Sie wollen auch bei kleineren Pannen und Ereignissen auf dem Gelände des Atommeilers informiert werden. Das ist das Ergebnis einer aktuellen Stunde der Ratsversammlung der Stadt Brunsbüttel am Donnerstagabend.

Dort standen Vertreter der Werksleitung des Atomkraftwerks sowie des Kieler Ministeriums den Stadtverordneten nach dem Fund eines verrosteten Atommüllbehälters Rede und Antwort.
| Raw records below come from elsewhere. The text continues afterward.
PR #11294, opened 2025-05-25
fix(linter): make `jest/no-large-snapshots` error easier to comprehend

ulrichstark:
> @camc314 as a followup, we could change the span to perhaps just point to toThrowErrorMatchingInlineSnapshot rather than the whole snapshot to help the error be more comprehensible

https://github.com/oxc-project/oxc/pull/11291#discussion_r2106288733


camc314 (commented):
thanks 🙏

Vorwurf der örtlichen Behörden war, dass sie erst Wochen später und aus den Medien erfahren hätten, dass es direkt vor ihrer Haustür Probleme mit einem Atommüllbehälter gegeben hatte. "Das ist respektlos", sagte Bürgervorsteherin Rita Audiger (CDU).
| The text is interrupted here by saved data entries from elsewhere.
PR #11298, opened 2025-05-26
refactor(parser): Remove Lexer peeking for js/expression

leaysgur:
Part of #11194 

- Snapshot diffs closer to TS
- `next_token_is_identifier_or_keyword_or_literal_on_same_line` is based on:
  - https://github.com/microsoft/TypeScript/blob/main/src/compiler/parser.ts#L7150

### DIFF
--- a/crates/oxc_parser/src/js/expression.rs
+++ b/crates/oxc_parser/src/js/expression.rs
@@ -734,12 +734,15 @@ impl<'a> ParserImpl<'a> {
             }
 
             let mut question_dot = false;
-            let is_property_access = if allow_optional_chain && self.at(Kind::QuestionDot) && {
-                let peek_kind = self.peek_kind();
-                peek_kind == Kind::LBrack
-                    || peek_kind.is_identifier_or_keyword()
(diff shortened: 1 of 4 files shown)


crates/oxc_parser/src/js/expression.rs
```diff
@@ -1427,40 +1433,44 @@ impl<'a> ParserImpl<'a> {
...
+    ) -> bool {
+        self.bump_any();
+
+        // NOTE: This check implementation is based on TypeScript parser.
+        // But TS does not have this exception.
+        // This is needed to pass parser_babel test to parse:
+        // `for (await of [])` with `sourceType: script`
+        if !self.is_ts && is_await && self.at(Kind::Of) {
+            return false;
+        }
```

Für Missstimmung in Brunsbüttel sorgte auch ein Foto, das den betreffenden Behälter "F1324" völlig zerstört zeigte. Damit werde der Eindruck vermittelt, dass die Betreiber sorglos mit dem Atommüll umgehen. "Das Bild suggeriert, dass das Fass so gefunden wurde: Das stimmt aber nicht", sagte Bürgermeister Stefan Mohrdieck. Das gelbe Fass sei erst bei der Entleerung zerstört worden. "Warum das so gelaufen ist, die Aufklärung ist noch nicht geleistet worden", lautete das Fazit des Bürgermeisters.